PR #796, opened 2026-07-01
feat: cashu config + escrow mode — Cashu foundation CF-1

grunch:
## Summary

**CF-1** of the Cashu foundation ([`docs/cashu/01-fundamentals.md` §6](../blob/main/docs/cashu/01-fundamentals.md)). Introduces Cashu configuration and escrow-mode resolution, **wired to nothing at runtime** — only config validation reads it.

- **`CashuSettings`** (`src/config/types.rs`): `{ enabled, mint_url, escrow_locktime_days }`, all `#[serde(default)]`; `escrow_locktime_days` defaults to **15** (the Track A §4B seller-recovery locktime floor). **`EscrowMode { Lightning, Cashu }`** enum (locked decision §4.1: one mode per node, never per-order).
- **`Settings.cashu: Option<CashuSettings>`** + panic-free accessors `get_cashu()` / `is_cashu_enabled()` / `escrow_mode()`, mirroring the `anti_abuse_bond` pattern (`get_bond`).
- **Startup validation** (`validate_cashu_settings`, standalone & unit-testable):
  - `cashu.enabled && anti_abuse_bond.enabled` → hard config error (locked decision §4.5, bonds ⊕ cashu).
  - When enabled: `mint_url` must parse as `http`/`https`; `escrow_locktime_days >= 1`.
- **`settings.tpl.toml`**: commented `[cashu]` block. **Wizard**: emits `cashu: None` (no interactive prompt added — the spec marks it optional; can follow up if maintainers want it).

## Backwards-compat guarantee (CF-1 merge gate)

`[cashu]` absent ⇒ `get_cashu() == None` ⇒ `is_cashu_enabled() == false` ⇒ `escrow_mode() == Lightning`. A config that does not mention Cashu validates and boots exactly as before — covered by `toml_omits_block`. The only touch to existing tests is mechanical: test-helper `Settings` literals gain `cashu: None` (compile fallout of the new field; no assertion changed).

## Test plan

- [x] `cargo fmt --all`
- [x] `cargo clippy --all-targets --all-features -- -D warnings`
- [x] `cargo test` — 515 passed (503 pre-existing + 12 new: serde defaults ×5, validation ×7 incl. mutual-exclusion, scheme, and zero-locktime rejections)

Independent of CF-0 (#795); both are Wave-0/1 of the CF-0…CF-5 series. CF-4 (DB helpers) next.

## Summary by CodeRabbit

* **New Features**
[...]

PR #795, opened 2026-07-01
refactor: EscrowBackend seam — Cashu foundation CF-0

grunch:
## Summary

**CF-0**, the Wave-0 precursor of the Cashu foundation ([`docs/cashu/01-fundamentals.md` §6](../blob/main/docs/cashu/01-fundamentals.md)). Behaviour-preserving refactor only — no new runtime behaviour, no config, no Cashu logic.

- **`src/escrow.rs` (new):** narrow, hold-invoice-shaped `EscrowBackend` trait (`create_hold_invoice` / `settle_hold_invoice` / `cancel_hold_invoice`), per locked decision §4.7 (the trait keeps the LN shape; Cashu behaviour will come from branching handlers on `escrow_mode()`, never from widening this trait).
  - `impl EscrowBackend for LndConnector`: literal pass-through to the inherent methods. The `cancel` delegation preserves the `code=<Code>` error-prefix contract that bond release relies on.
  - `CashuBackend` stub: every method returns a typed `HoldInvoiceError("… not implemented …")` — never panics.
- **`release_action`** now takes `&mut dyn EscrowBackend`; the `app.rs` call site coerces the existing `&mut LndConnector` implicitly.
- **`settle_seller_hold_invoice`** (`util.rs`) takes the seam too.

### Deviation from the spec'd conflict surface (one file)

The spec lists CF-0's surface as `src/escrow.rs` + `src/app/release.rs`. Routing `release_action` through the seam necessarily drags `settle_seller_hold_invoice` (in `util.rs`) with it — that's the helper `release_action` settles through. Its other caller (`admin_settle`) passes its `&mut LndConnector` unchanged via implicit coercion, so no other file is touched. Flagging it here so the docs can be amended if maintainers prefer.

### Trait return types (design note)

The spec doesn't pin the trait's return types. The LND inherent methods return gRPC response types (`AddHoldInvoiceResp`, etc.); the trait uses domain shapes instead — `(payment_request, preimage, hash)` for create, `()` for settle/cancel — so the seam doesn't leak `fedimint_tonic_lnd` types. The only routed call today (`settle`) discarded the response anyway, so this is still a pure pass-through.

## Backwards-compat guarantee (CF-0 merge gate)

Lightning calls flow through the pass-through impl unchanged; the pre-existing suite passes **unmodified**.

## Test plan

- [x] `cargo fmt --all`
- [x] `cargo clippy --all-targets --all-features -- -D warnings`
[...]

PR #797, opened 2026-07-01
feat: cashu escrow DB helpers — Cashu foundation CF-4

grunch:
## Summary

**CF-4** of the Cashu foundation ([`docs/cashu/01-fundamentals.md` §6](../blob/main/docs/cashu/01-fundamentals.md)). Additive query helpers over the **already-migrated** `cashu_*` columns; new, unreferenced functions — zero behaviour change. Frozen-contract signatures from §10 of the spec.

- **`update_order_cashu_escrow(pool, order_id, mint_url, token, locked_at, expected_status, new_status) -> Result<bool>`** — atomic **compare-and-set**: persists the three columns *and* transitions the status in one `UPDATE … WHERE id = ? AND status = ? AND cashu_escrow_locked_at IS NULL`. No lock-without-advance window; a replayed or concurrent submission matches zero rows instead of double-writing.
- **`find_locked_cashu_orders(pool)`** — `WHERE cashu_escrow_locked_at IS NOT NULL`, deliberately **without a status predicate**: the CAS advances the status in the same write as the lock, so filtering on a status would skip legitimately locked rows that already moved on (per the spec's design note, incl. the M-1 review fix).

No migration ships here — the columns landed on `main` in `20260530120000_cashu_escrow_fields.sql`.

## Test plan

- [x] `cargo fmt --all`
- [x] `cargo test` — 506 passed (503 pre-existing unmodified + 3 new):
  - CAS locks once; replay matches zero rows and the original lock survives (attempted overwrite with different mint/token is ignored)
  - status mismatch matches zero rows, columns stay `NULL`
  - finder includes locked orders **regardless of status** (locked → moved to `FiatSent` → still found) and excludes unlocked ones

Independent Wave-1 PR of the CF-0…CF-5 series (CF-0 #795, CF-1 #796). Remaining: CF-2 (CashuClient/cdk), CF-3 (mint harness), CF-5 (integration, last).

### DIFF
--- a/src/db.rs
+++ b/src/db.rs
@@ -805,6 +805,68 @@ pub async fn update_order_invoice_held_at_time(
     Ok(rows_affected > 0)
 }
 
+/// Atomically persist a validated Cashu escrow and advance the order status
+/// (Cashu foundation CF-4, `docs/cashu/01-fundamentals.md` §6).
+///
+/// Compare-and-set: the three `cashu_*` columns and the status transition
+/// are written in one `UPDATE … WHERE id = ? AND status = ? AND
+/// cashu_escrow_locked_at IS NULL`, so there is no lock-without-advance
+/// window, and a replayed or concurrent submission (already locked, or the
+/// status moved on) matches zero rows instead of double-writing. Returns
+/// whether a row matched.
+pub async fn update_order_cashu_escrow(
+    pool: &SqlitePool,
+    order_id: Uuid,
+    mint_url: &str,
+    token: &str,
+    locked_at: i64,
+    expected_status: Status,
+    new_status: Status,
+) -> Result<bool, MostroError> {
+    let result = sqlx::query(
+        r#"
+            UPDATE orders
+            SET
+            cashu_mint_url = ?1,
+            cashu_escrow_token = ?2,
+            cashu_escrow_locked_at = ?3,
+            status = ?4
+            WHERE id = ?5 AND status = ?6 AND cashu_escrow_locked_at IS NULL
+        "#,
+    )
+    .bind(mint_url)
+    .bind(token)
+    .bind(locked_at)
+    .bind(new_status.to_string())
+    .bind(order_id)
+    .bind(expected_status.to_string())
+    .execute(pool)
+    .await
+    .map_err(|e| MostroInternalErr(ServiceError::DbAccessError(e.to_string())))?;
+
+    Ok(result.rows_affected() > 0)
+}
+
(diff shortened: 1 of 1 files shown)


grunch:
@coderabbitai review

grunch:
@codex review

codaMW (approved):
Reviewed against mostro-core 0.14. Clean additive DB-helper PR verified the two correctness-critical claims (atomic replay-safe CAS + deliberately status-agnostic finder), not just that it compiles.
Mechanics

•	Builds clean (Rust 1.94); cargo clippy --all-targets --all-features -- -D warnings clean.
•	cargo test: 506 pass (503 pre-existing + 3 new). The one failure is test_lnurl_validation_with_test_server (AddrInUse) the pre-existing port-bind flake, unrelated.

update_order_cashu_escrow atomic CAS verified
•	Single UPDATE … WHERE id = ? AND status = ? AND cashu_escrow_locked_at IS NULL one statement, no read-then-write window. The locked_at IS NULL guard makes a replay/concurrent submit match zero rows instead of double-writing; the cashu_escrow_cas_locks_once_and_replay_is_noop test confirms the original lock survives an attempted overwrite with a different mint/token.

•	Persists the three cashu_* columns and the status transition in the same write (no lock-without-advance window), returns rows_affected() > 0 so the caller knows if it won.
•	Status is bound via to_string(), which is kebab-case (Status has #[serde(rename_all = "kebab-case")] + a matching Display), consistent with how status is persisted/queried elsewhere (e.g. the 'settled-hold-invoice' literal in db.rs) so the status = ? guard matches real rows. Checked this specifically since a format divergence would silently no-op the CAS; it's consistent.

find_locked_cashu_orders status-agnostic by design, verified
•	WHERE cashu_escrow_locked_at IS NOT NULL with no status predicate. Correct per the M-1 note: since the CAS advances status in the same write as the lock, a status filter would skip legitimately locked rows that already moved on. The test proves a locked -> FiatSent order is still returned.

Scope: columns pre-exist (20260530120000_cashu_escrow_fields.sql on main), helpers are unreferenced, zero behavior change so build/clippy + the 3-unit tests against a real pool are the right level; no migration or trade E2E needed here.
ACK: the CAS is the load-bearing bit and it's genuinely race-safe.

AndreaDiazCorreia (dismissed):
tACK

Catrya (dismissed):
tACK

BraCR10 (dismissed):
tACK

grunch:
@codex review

PROBLEM REQUIREMENTS
Copy out the listing above, line by line and exactly, from its first line to the line holding "validation reads it.", inclusive.

EXERCISE RESPONSE
PR #796, opened 2026-07-01
feat: cashu config + escrow mode — Cashu foundation CF-1

grunch:
## Summary

**CF-1** of the Cashu foundation ([`docs/cashu/01-fundamentals.md` §6](../blob/main/docs/cashu/01-fundamentals.md)). Introduces Cashu configuration and escrow-mode resolution, **wired to nothing at runtime** — only config validation reads it.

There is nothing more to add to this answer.